▸ What needs to be done: Return every record below exactly as written.

(Records from a dataset)
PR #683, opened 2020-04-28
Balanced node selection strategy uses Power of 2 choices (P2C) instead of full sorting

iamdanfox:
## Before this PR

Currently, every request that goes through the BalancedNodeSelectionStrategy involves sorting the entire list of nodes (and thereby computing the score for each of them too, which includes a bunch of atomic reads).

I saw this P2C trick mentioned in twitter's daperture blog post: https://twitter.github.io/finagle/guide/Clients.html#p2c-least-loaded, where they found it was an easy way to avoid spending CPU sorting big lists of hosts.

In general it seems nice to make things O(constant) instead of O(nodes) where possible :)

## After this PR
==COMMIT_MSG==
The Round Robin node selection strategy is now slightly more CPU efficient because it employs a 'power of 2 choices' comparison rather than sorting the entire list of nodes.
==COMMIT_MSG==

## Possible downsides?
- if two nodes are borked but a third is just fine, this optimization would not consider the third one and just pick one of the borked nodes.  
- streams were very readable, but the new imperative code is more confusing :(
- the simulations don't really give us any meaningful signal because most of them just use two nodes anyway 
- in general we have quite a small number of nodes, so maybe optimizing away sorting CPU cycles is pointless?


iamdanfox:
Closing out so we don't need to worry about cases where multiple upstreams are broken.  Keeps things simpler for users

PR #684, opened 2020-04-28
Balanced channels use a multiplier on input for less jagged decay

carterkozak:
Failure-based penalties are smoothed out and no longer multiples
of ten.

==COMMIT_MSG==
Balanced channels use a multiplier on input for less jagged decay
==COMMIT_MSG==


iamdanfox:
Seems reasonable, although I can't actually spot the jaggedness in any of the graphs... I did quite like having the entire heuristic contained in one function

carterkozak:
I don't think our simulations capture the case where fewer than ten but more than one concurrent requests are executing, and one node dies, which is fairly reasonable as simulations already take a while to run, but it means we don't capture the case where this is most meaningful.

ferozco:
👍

▸ Answer for this exercise:
PR #683, opened 2020-04-28
Balanced node selection strategy uses Power of 2 choices (P2C) instead of full sorting

iamdanfox:
## Before this PR

Currently, every request that goes through the BalancedNodeSelectionStrategy involves sorting the entire list of nodes (and thereby computing the score for each of them too, which includes a bunch of atomic reads).

I saw this P2C trick mentioned in twitter's daperture blog post: https://twitter.github.io/finagle/guide/Clients.html#p2c-least-loaded, where they found it was an easy way to avoid spending CPU sorting big lists of hosts.

In general it seems nice to make things O(constant) instead of O(nodes) where possible :)

## After this PR
==COMMIT_MSG==
The Round Robin node selection strategy is now slightly more CPU efficient because it employs a 'power of 2 choices' comparison rather than sorting the entire list of nodes.
==COMMIT_MSG==

## Possible downsides?
- if two nodes are borked but a third is just fine, this optimization would not consider the third one and just pick one of the borked nodes.  
- streams were very readable, but the new imperative code is more confusing :(
- the simulations don't really give us any meaningful signal because most of them just use two nodes anyway 
- in general we have quite a small number of nodes, so maybe optimizing away sorting CPU cycles is pointless?


iamdanfox:
Closing out so we don't need to worry about cases where multiple upstreams are broken.  Keeps things simpler for users

PR #684, opened 2020-04-28
Balanced channels use a multiplier on input for less jagged decay

carterkozak:
Failure-based penalties are smoothed out and no longer multiples
of ten.

==COMMIT_MSG==
Balanced channels use a multiplier on input for less jagged decay
==COMMIT_MSG==


iamdanfox:
Seems reasonable, although I can't actually spot the jaggedness in any of the graphs... I did quite like having the entire heuristic contained in one function

carterkozak:
I don't think our simulations capture the case where fewer than ten but more than one concurrent requests are executing, and one node dies, which is fairly reasonable as simulations already take a while to run, but it means we don't capture the case where this is most meaningful.

ferozco:
👍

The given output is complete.